Falling in love is the paradigmatic example of an involuntary life-affecting desire.  We don’t reason our way into love, and we typically can’t reason our way out: when we are in love, our intellectual weapons stop working.  Falling in love is like waking up with a cold-or more fittingly, like waking up with a fever.  We don’t decide to fall in love, any more than we decide to catch the flu.  Lovesickness is a condition brought upon us, against our will, by a force somehow external to us…

When we are lovesick, we lose a significant amount of control over our lives.  We start acting foolishly-indeed, we become fools for love.  Roman Stoic philosopher Seneca described love as “friendship gone mad.”  French aphorist François duc Le Rochefoucauld declared, “All the passions cause us to make mistakes, but love is responsible for the sillies ones.  Freud called lovesickness “the psychosis of normal people.”…

We can likewise find in Plutarch descriptions of lovesickness as a medical condition.  He tells us that in the third century B.C., Erasistratus was asked to diagnose Prince Antiochus, the son of King Seleucus.  The symptoms: “his voice faltered, his face flushed up, his eyes glanced stealthily, a sudden sweat broke out on his skin, the beatings of his heart were irregular and violent, and, unable to support the excess of his passion, he would sink into a state of faintness, prostration, and pallor.”  Erasistratus’s diagnosis: the lad was lovesick.

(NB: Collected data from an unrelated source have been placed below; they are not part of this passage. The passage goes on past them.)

PR #2028, opened 2023-10-11
Prevent mutation after consumption; Change arg name to something more…

futa-ikeda:
… appropriate

-   Ticket: []
-   Feature flag: n/a

## Purpose
- Prevent hitting this deprecation on search page (thank you @adlius for finding this): https://deprecations.emberjs.com/v3.x/#toc_autotracking-mutation-after-consumption

## Summary of Changes
- Move logic to update query params before the search task
- Rename `onSearch` argument to `onQueryParamChange` for more clarity

### DIFF
--- a/app/institutions/discover/controller.ts
+++ b/app/institutions/discover/controller.ts
@@ -3,7 +3,9 @@ import { inject as service } from '@ember/service';
 import CurrentUser from 'ember-osf-web/services/current-user';
 import { tracked } from '@glimmer/tracking';
 import { action } from '@ember/object';
-import { Filter, OnSearchParams, ResourceTypeFilterValue } from 'osf-components/components/search-page/component';
+import {
+    Filter, OnQueryParamChangeParams, ResourceTypeFilterValue,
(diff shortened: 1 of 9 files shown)


brianjgeiger (approved):
I think this basically makes sense. These types of problems are a pain.

adlius:
Have you run the tests locally with the deprecation id removed from `deprecation-workflow.js` and deprecation breakpoints added to see if the tests hit the breakpoints?

futa-ikeda:
> Have you run the tests locally with the deprecation id removed from `deprecation-workflow.js` and deprecation breakpoints added to see if the tests hit the breakpoints?

I had ran the test suite to only run tests pertaining to "search", but will rerun the entire test suite now, just to make sure. Verified that it was no longer logging the deprecations when using the search page as well.

adlius:
Do we have a branch for post-release search work? If so, we'd probably want to merge this into that branch.

futa-ikeda:
I've just been merging things for the post-release stuff into develop. It should be going out early next week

Robert Burton, in his Anatomy of Melancholy, published in 1621, has much to say about lovesickness as a medical condition.  He observes that “of all passions…Love is most violent.”  He also offers a cure for lovesickness: “The last refuge and surest remedy, to be put in practice in the utmost place, when no other means will take effect, is, to let them go together, and enjoy one another.”

The symptoms of lovesickness are well known to anyone who has been afflicted by it.  First comes a fixation on a person-a crush. (The common use of the word crush, by the way, is syntactically backward: we speak of having a crush on someone, but what really happens is that we feel crushed by them-we feel as if there were a heavy weight on our chest.)  With this crush, we lose control of part of our thought processes inasmuch as we cannot stop thinking about the object of our desire.  We experience what psychologists call intrusive thoughts.

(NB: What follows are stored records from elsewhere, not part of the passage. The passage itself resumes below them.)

PR #2031, opened 2023-10-17
[ENG-4760] User secondary metadata

futa-ikeda:
-   Ticket: [ENG-4760]
-   Feature flag: n/a

## Purpose
- Show more user metadata for user search result cards

## Summary of Changes
- Add preprint relationship to user model
- Handle user affiliation in search-result model
- Update search-result-card to fetch user model if there is one

## Screenshot(s)
- Loading state
image
- Loaded
image

### DIFF
--- a/app/models/search-result.ts
+++ b/app/models/search-result.ts
@@ -73,11 +73,15 @@ export default class SearchResultModel extends Model {
         return this.resourceMetadata['@id'];
     }
 
+    // returns list of affilated institutions for users
     // returns list of contributors for osf objects
     // returns list of affiliated institutions for osf users
     get affiliatedEntities() {
         if (this.resourceType === 'user') {
-            // return something
+            if (this.resourceMetadata.affiliation) {
+                return this.resourceMetadata.affiliation.map((item: any) =>
+                    ({ name: item.name[0]['@value'], absoluteUrl: item['@id'] }));
+            }
         } else if (this.resourceMetadata.creator) {
             return this.resourceMetadata.creator?.map((item: any) =>
                 ({ name: item.name[0]['@value'], absoluteUrl: item['@id'] }));
--- a/app/models/user.ts
+++ b/app/models/user.ts
@@ -4,6 +4,7 @@ import { buildValidations, validator } from 'ember-cp-validations';
 import config from 'ember-osf-web/config/environment';
 import { Link } from 'jsonapi-typescript';
 
+import PreprintModel from 'ember-osf-web/models/preprint';
 import SparseNodeModel from 'ember-osf-web/models/sparse-node';
 import ContributorModel from './contributor';
 import DraftRegistrationModel from './draft-registration';
@@ -113,6 +114,9 @@ export default class UserModel extends OsfModel.extend(Validations) {
 
     @hasMany('draft-registration')
     draftRegistrations!: AsyncHasMany<DraftRegistrationModel>;
+
+    @hasMany('preprints')
+    preprints!: AsyncHasMany<PreprintModel>;
 
     @hasMany('institution', { inverse: 'users' })
     institutions!: AsyncHasMany<InstitutionModel>;
--- a/lib/osf-components/addon/components/search-result-card/component.ts
+++ b/lib/osf-components/addon/components/search-result-card/component.ts
@@ -1,9 +1,18 @@
 import { action } from '@ember/object';
+import { inject as service } from '@ember/service';
+import { waitFor } from '@ember/test-waiters';
+import Store from '@ember-data/store';
 import Component from '@glimmer/component';
 import { tracked } from '@glimmer/tracking';
-import SearchResultModel from 'ember-osf-web/models/search-result';
-import { inject as service } from '@ember/service';
 import Intl from 'ember-intl/services/intl';
+import { dropTask } from 'ember-concurrency';
+import { taskFor } from 'ember-concurrency-ts';
+
+import config from 'ember-osf-web/config/environment';
+import SearchResultModel from 'ember-osf-web/models/search-result';
+import UserModel from 'ember-osf-web/models/user';
+
+const osfUrl = config.OSF.url;
 
 interface Args {
     result: SearchResultModel;
@@ -11,21 +20,62 @@ interface Args {
 
 export default class SearchResultCard extends Component<Args> {
     @service intl!: Intl;
+    @service store!: Store;
+
     @tracked isOpenSecondaryMetadata = false;
+    @tracked osfUser?: UserModel;
 
     @action
     toggleSecondaryMetadata() {
         this.isOpenSecondaryMetadata = !this.isOpenSecondaryMetadata;
+        if (this.isUserResultCard && !this.osfUser) {
+            taskFor(this.getOsfUserModel).perform();
+        }
     }
 
     get cardTypeLabel() {
         return this.intl.t(`osf-components.search-result-card.${this.args.result.resourceType}`);
     }
 
-    // not sure if this is the best way, as there was a resourceType of "unknown" out in the wild
+    get isUserResultCard() {
+        return this.args.result.resourceType === 'user';
+    }
+
     get secondaryMetadataComponent() {
         const { resourceType } = this.args.result;
 
         return `search-result-card/${resourceType.replace('_component', '')}-secondary-metadata`;
+    }
+
+    @dropTask
+    @waitFor
+    async getOsfUserModel() {
+        const { result } = this.args;
+        if (result.resourceType === 'user') {
+            const { identifier } = result.resourceMetadata;
+            if (identifier) {
+                const guid = this.guidFromIdentifierList(identifier);
+                if (guid) {
+                    const user = await this.store.findRecord('user', guid, {
+                        adapterOptions: {
+                            query: {
+                                related_counts: 'nodes,registrations,preprints',
+                            },
+                        },
+                        reload: true,
+                    });
+                    this.osfUser = user;
+                }
+            }
+        }
+    }
+
+    guidFromIdentifierList(ids: Array<{'@value': string}>) {
+        const osfId = ids.find(id => id['@value'].includes(osfUrl))?.['@value'];
+        if (osfId) {
+            // remove osfUrl from id and any leading/trailing slashes
+            return osfId.replace(osfUrl, '').replace(/^\/|\/$/g, '');
+        }
+        return null;
     }
 }
--- a/lib/osf-components/addon/components/search-result-card/template.hbs
+++ b/lib/osf-components/addon/components/search-result-card/template.hbs
@@ -5,27 +5,25 @@
                 <div local-class='type-label'>
                     {{this.cardTypeLabel}}
                 </div>
-                {{#if (not-eq @result.resourceType 'user')}}
-                    <Button
-                        {{on 'click' this.toggleSecondaryMetadata}}
-                        aria-label={{if this.isOpenSecondaryMetadata
-                            (t 'osf-components.search-result-card.hide_additional_metadata')
-                            (t 'osf-components.search-result-card.show_additional_metadata')
-                        }}
-                        aria-controls={{secondaryMetadataPanelId}}
-                        aria-expanded={{this.isOpenSecondaryMetadata}}
-                    >
-                        {{#if this.isOpenSecondaryMetadata}}
-                            <FaIcon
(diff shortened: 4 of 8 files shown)


lib/osf-components/addon/components/search-result-card/component.ts
```diff
@@ -1,31 +1,81 @@
...
+                }
+            }
+        }
+    }
+
+    guidFromIdentifierList(ids: Array<{'@value': string}>) {
+        const osfId = ids.find(id => id['@value'].includes(osfUrl))?.['@value'];
+        if (osfId) {
+            // remove osfUrl from id and any leading/trailing slashes
+            return osfId.replace(osfUrl, '').replace(/^\/|\/$/g, '');
```
futa-ikeda, line 77: This feels like a fragile way of fetching the user guid. Any thoughts/feedback on this would be appreciated!

brianjgeiger (changes requested):
Code looks good, but it doesn't look like the mockups. I'm guessing this is because of the data list? Can it be formatted to look like the mockups? If not, have you discussed that with Product?

futa-ikeda:
Just so we are talking about the same thing, do you mean that the title and description are too far apart? I noticed that and I can update the styles so they're closer together. We have opted not to use the mocks where some fields are on the same line ([mocks here](https://preview.uxpin.com/e2821be91003954dec0c29a026bc49989b868e2d#/pages/162289328/simulate/sitemap?mode=i))

brianjgeiger (approved):
It was the stuff on the same line that I was talking about. If you've decided as a group not to do that, I'm good.

brianjgeiger (dismissed):

app/models/user.ts
```diff
@@ -114,6 +115,9 @@ export default class UserModel extends OsfModel.extend(Validations) {
     @hasMany('draft-registration')
     draftRegistrations!: AsyncHasMany<DraftRegistrationModel>;
 
+    @hasMany('preprints')
```
aaxelb, line 118:
```suggestion
    @hasMany('preprint')
```
i think?

app/models/search-result.ts
```diff
@@ -73,11 +73,15 @@ export default class SearchResultModel extends Model {
...
 
+    // returns list of affilated institutions for users
     // returns list of contributors for osf objects
     // returns list of affiliated institutions for osf users
     get affiliatedEntities() {
         if (this.resourceType === 'user') {
-            // return something
+            if (this.resourceMetadata.affiliation) {
+                return this.resourceMetadata.affiliation.map((item: any) =>
+                    ({ name: item.name[0]['@value'], absoluteUrl: item['@id'] }));
```
aaxelb, line 83: this assumes each institution has exactly one one `name`... with how the osf backend gathers metadata at the moment, that's reasonably safe, but i'd like to nudge toward allowing most every metadata property to have multiple values which can all be seen by the user

(seeing the single-value assumption (`[0]`) often in the search frontend -- seems fine to leave this as-is for consistency and maybe talk about shifting to dynamic multi-value properties if/when we want searchable cedar)

lib/osf-components/addon/components/search-result-card/template.hbs
```diff
@@ -100,8 +98,15 @@
...
                 <hr>
-                {{component this.secondaryMetadataComponent result=@result}}
+                {{#if this.isUserResultCard}}
+                    <SearchResultCard::UserSecondaryMetadata
+                        @user={{this.osfUser}}
+                        @fetchTask={{this.getOsfUserModel}}
+                    />
+                {{else}}
+                    {{component this.secondaryMetadataComponent result=@result}}
+                {{/if}}
```
aaxelb, line 108: could the user-fetching live on the `user-secondary-metadata` component instead? then it could have the same interface as each other `secondaryMetadataComponent`

lib/osf-components/addon/components/search-result-card/component.ts
```diff
@@ -1,31 +1,81 @@
...
 
-    // not sure if this is the best way, as there was a resourceType of "unknown" out in the wild
+    get isUserResultCard() {
+        return this.args.result.resourceType === 'user';
+    }
+
     get secondaryMetadataComponent() {
         const { resourceType } = this.args.result;
 
         return `search-result-card/${resourceType.replace('_component', '')}-secondary-metadata`;
```
aaxelb, line 47: (sorry for stepping outside the diff -- consider it a nitpick) would recommend an explicit map from `resourceType` to complete component name, so component names are not entangled with data and so you can find where components are used by searching for them

app/models/search-result.ts
futa-ikeda: Yea, this was one that I wasn't too sure how to best handle while implementing this earlier in the search project. At the moment, there seems to typically be just one `name`, but would like to be able to show all of them, without it being overwhelming

lib/osf-components/addon/components/search-result-card/component.ts
futa-ikeda: I suppose this could be done fairly simply with the URL object type by doing something like

```
for (const iri of irisArray ) {
   const url = new URL(iri);
   if (url.host === osfUrl) {
      return url.pathname.slice(1); // remove leading slash. Could also be slice(1,6)??
   }
}
```
Although this approach feels a bit too naive to make into a generalized util function

aaxelb: if you want to compare hosts, yeah the built-in `URL` seems better than parsing it yourself (tho you'd also need to extract the host from `osfUrl`, since it's a full url) -- at the moment i'm more a fan of the primitive startswith/slice approach for iris within namespaces (one way to look at osf-id (osf-guid)), tho there's also the complication of osf-urls that are not osf-ids but are still used as identifiers...

```js
for (const iri of ids.map(id => id['@value'])) {
    if (iri && iri.startsWith(osfUrl)) { 
        const pathSegments = iri.slice(osfUrl.length).split('/').filter(Boolean);
        if (pathSegments.length === 1) {
            return pathSegments[0];  // one path segment; looks like osf-id
        }
    } 
}
```
or using `URL` and comparing hosts:
```js
const osfHost = new URL(osfUrl).host;
for (const iri of ids.map(id => new URL(id['@value']))) {
    if (iri.host === osfHost) { 
        const pathSegments = iri.pathname.split('/').filter(Boolean);
        if (pathSegments.length === 1) {
            return pathSegments[0];  // one path segment; looks like osf-id
        }
    } 
}
```
(the two would have different behavior if there were ever an `osfUrl` that had a non-empty path, which might be a nice future to aim for (supporting folks who want to deploy an instance at a subroute under their own domain) but is not the present we're in)

buuuut in any case, maybe the eventual helpful reusable thing would be a method on `IndexCardModel` to extract an osf-id from `this.resourceIdentifier` and/or `this.resourceMetadata.identifier` (and maybe another method to fetch the ember-data model instance for it) -- no pressure to add that now, tho

futa-ikeda: I would not have caught the subtle difference in these two approaches. I'll opt for the first one that uses `startsWith`, as I think there may be some cases where the `pathname` approach may cause problems. Will add this guid-extration method and a `fetchOsfModel`, as I think that would be handy for possible future improvements

lib/osf-components/addon/components/search-result-card/user-secondary-metadata/template.hbs
```diff
@@ -0,0 +1,30 @@
...
+            {{t 'osf-components.search-result-card.no_user'}}
+        {{else}}
+            <dl>
+                {{#if this.user.employment.length}}
+                    <dt>{{t 'osf-components.search-result-card.employment'}}</dt>
+                    <dd>{{this.user.employment.[0].institution}}</dd>
+                {{/if}}
+                {{#if this.user.education.length}}
+                    <dt>{{t 'osf-components.search-result-card.education'}}</dt>
+                    <dd>{{this.user.education.[0].institution}}</dd>
```
brianjgeiger, line 19: Are we only doing the latest education/employment, rather than all of them or the one marked 'current'?

brianjgeiger (approved):
One question, but it's fine if that's what we're doing.

lib/osf-components/addon/components/search-result-card/user-secondary-metadata/template.hbs
futa-ikeda: Yea, I spoke with Eric, and he wants just the latest one, or more accurately, whichever one the users put at the top of the list

futa-ikeda: Yea, I spoke with Eric, and he wants just the latest one, or more accurately, whichever one the users put at the top of the list

app/models/index-card.ts
```diff
@@ -44,6 +68,39 @@ export default class IndexCardModel extends Model {
...
+            const guid = this.guidFromIdentifierList(identifier);
+            const relatedCounts = this.osfModelType === 'user' ? 'nodes,registrations,preprints' : '';
+            if (guid) {
+                const osfModel = await this.store.findRecord(this.osfModelType, guid, {
+                    adapterOptions: {
+                        query: {
+                            related_counts: relatedCounts,
+                        },
+                    },
+                    reload: true,
```
aaxelb, line 86: could this `options` hash be passed in by the caller? seems like `related_counts` and `reload` are both specific to this first usage, not something you'd expect to always want when getting a model instance

app/models/index-card.ts
```diff
@@ -44,6 +68,39 @@ export default class IndexCardModel extends Model {
...
+                });
+                this.osfModel = osfModel;
+            }
+        }
+    }
+
+    guidFromIdentifierList(ids: string[]) {
```
aaxelb, line 93: since this is a method on the model, would make sense for it to look at `this.resourceIdentifier` instead of taking an `ids` argument

lib/osf-components/addon/components/search-result-card/template.hbs
```diff
@@ -97,11 +95,11 @@
...
-                <hr>
-                {{component this.secondaryMetadataComponent result=@result}}
-            </panel.body>
-        </CpPanel>
+        {{component this.secondaryMetadataComponent
+            wrapperClass=(local-class 'cp-panel')
+            wrapperId=secondaryMetadataPanelId
+            result=@result
+            isOpen=this.isOpenSecondaryMetadata
+        }}
```
aaxelb, line 103: i gather that `<CpPanel>` was moved inside each `secondaryMetadatComponent` so that `user-secondary-metadata` knows when it's toggled and can fetch the user, but now there's duplicate `<CpPanel>` invocations and a more complicated shared interface -- instead, could `user-secondary-metadata` start fetching the user from its `constructor`? (or is it bad practice to start tasks from `constructor`? been a while)

futa-ikeda: Yea, this refactor took a little bit of doing. I had to move the `<CpPanel>`into the secondaryMetadata components, since the component would be destroyed every time the card was expaneded/closed if the `<CpPanel>` lived on the `search-result-card` component. If we tied the user fetching to the `constructor`, it would result in fetching the user every time the card is expanded. Also ran into trouble using splattributes on the secondaryMetadataComponents when invoking it using the `{{component}}` helper which was interesting

app/models/index-card.ts
futa-ikeda: Ahh yes! Will do that now

app/models/index-card.ts
futa-ikeda: Good point! I didn't update it much after moving it into this model

lib/osf-components/addon/components/search-result-card/user-secondary-metadata/component.ts
```diff
@@ -0,0 +1,44 @@
...
+
+import SearchResultModel from 'ember-osf-web/models/search-result';
+import UserModel from 'ember-osf-web/models/user';
+import { alias } from '@ember/object/computed';
+import { task } from 'ember-concurrency';
+import { waitFor } from '@ember/test-waiters';
+
+interface Args {
+    result: SearchResultModel;
+    isOpen: boolean;
```
aaxelb, line 15: can remove `isOpen`, no longer used

aaxelb (approved):
just a lil nitpick

aaxelb (approved):
🤺

brianjgeiger (approved):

When we are lovesick, our love makes sense to us, much as our delusions make sense to us when we are in the grip of a high fever or our nightmares make sense to us while we are asleep.  To our friends and relatives, though, our infatuation might make no sense at all: “What can he possibly see in her?” they will ask.  And in the same way as a fever can pass or we can awaken from a nightmare, lovesickness can end, at which point we might go up to our friends and relatives, bewildered, and ask, “What did I see in her?”  In the words of French philosopher and mathematician Blaise Pascal, “The heart has its reasons, which reason does not know.”…

…In love, then, we have a dramatic illustration of the rolse desire can play in human life.  It can grab us by the scruff of the neck, shake us for a spell, and then dicard us.